Search code examples
azuresearchmetadataazure-cognitive-search

Is it possible to use metadata as input for custom skill in azure search?


I started working with Azure search a couple of months ago but I have an issue with the metadata of blobfiles.

I need the metadata of a file (coming from Azure Blob) to use it in my customskill. (More specific I need the URL of the blobfile where it's stored).

To do this I need it in my skillset, I would do something like in this image. But that's not possible because the source has to start with /document? If I do "/document/metadata_storage_path/" as "Source" I got a null value in the end?

Is there a way to get the metadata of a file as input to use it further on?

Thanks in advance!


Solution

  • I discovered why it (and the solutions) were not working for me. I hope I can help others that encounter this issue.

    The syntax mentioned above by Sophiac was correct. So in my case I used "metadata_storage_path" as input in the skillset:

    {
          "@odata.type": "#Microsoft.Skills.Custom.WebApiSkill",
          "description": "Our new substring custom skill",
          "uri": "https://customskillsubstring.azurewebsites.net/api/Translate?code=OkzL7G3wX----jCqQylUyJJPaggSaFQCaQ==",
          "batchSize":1,
          "context": "/document",
          "inputs": [
            {
              "name": "text", "source": "/document/metadata_storage_path"
            }
          ],
          "outputs": [
            {
              "name": "text",
              "targetName": "metadata_storage_path_wathever"
            }
          ]
        }
    

    The issue was in the indexer. I mapped in the fieldmapping the "metadata_storage_path" to something else (in my case "blob_uri"). The problem is this is not really a mapping but more like a replacement. So the "metadata_storage_path" was empty in the skillset because it was already replaced.

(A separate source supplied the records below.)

PR #1726, opened 2026-09-21
Add support for Retry-After header

andrey-kashcheev:
Optional additional waiting time between retry
attempts. Only version with seconds is supported

Relates-To: DATASDK-107


olp-cpp-sdk-core/src/client/OlpClient.cpp
```diff
@@ -182,6 +183,30 @@ bool CaseInsensitiveCompare(const std::string& str1, const std::string& str2) {
...
+    }
+
+    if (header.second.empty()) {
+      return std::chrono::seconds::zero();
+    }
+
+    const std::chrono::seconds::rep seconds_from_header =
+        std::strtol(header.second.c_str(), nullptr, 10);
+
+    if (seconds_from_header == LONG_MAX || seconds_from_header == LONG_MIN) {
```
rustam-gamidov-here: maybe `std::numeric_limits` ? may depends on the http header description of course

rustam-gamidov-here (dismissed):

olp-cpp-sdk-core/src/client/OlpClient.cpp
```diff
@@ -286,9 +311,10 @@ NetworkCallbackType GetRetryCallback(
 
     // TODO: Do not block thread but instead implement an event queue that will
     // trigger next retry once the time expired!
-    const auto actual_wait_time =
-        std::min(settings->current_backdown_period,
-                 settings->max_wait_time - settings->accumulated_wait_time);
+    auto wait_time = settings->current_backdown_period;
+    wait_time += GetRetryAfterWaitTime(response);
+    const auto actual_wait_time = std::min(
+        wait_time, settings->max_wait_time - settings->accumulated_wait_time);
```
mykolamalik, line 319: If the RetryAfterWaitTime is a big enough number, it may be ignored. Is it really what we want to achieve?
Same question to the line 875

olp-cpp-sdk-core/src/client/OlpClient.cpp
andrey-kashcheev: Limits check is for conversion, strtol may return min or max in case of errors, it could return 0 as well but in that case no checks needed

olp-cpp-sdk-core/src/client/OlpClient.cpp
andrey-kashcheev: Updated the description of `timeout` setting

rustam-gamidov-here (approved):

mykolamalik (approved):

Issue #984, opened 2023-07-02
0-org Errors in step 10 on Mac


jtblin:
### TL;DR

`find -name` fails on Mac

`sed -i` fails on Mac.

### find

On Mac, the `find` commands can be fixed by adding the `path` before `-name` e.g. 
```
for i in `find . -name 'backend.tf'`; do sed -i "s/UPDATE_ME/${backend_bucket}/" $i; done
```

### sed

The `sed` issue can be fixed by using `gnu-sed` instead: `brew install gnu-sed` and  use as `gsed SED_COMMAND` or adds to alias `alias sed=gsed` or replace `sed` by `gsed` in commands.

### Expected behavior

Command executes properly

### Observed behavior

```
find: illegal option -- n
usage: find [-H | -L | -P] [-EXdsx] [-f path] path ... [expression]
       find [-H | -L | -P] [-EXdsx] -f path [path ...] [expression]
```

### Terraform Configuration

```hcl
NA
```

### Terraform Version

```sh
Terraform v1.5.2
on darwin_arm64
```

Issue #922, opened 2023-01-17
sed on mac requires backup file 


jasonbisson:
### TL;DR

Can we add this additional comment to the document to address the requirement for Mac to have backup file for sed commands? For example, this command gives an empty argument to allow the command to complete.
 
sed -i  ''  "s/REMOTE_STATE_BUCKET/${remote_state_bucket}/" common.auto.tfvars

PR #1043, opened 2023-11-30
feat: make sed and find commands portable between Linux (GNU) and Mac OS (BSD)

romanini-ciandt:
Issues https://github.com/terraform-google-modules/terraform-example-foundation/issues/984, https://github.com/terraform-google-modules/terraform-example-foundation/issues/922

The goal of this PR is to make all the `sed` and `find` commands portable between Linux (GNU) and Mac OS (BSD). Nowadays, Mac OS users have some issues with some params (more details at the linked issues).

- For `find`: the issue is that GNU by default assumes that we want to run in the current path (or `.`), while in BSD we need to explicit pass the path (`.`) as input.

- For `sed -i`: sed file in-place suggests a need for a backup file. In GNU, if the backup file is not explict provided, the original file is overwritten but for GNU the way to achieve this same behavior (no backup saved) is to provide a zero-length extension as parameter.

References:

- For `sed`:
    - [GNU doc](https://www.gnu.org/software/sed/manual/html_node/Command_002dLine-Options.html#Command_002dLine-Options:%7E:text=If%20no%20extension%20is%20supplied%2C%20the%20original%20file%20is%20overwritten%20without%20making%20a%20backup.)
    - [BSD doc](https://man.openbsd.org/sed.1#:%7E:text=If%20a%20zero%20length%20extension,ranges%20are%20reset%20between%20files)
    - [Stack overflow discussion](https://stackoverflow.com/questions/4247068/sed-command-with-i-option-failing-on-mac-but-works-on-linux) 

- For `find`:
    - [GNU doc](https://www.gnu.org/software/findutils/manual/html_mono/find.html#Base-Name-Patterns)
    - [BSD doc](https://man.openbsd.org/find)


lanre-OG (approved):
LGTM

rjerrems (approved):

Samir-Cit:
@gtsorbo @apeabody build is green :)

daniel-cit:
@apeabody @gtsorbo Build is 🟢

    But if I use "blob_uri" it is working. Solution is that you can map one input to more than one thing in the indexer:

    "fieldMappings" : [
            {
              "sourceFieldName" : "metadata_storage_name",
              "targetFieldName" : "id",
              "mappingFunction" :
                { "name" : "base64Encode" }
            },
            {
              "sourceFieldName" : "content",
              "targetFieldName" : "content"
            },
            {
              "sourceFieldName" : "metadata_storage_path",
              "targetFieldName" : "blob_uri"
            },
            {
              "sourceFieldName" : "metadata_storage_path",
              "targetFieldName" : "metadata_storage_path"
            }
       ], 
    

    Now I can use the "blob_uri" and the "metadata_storage_path" as an input for my customskill.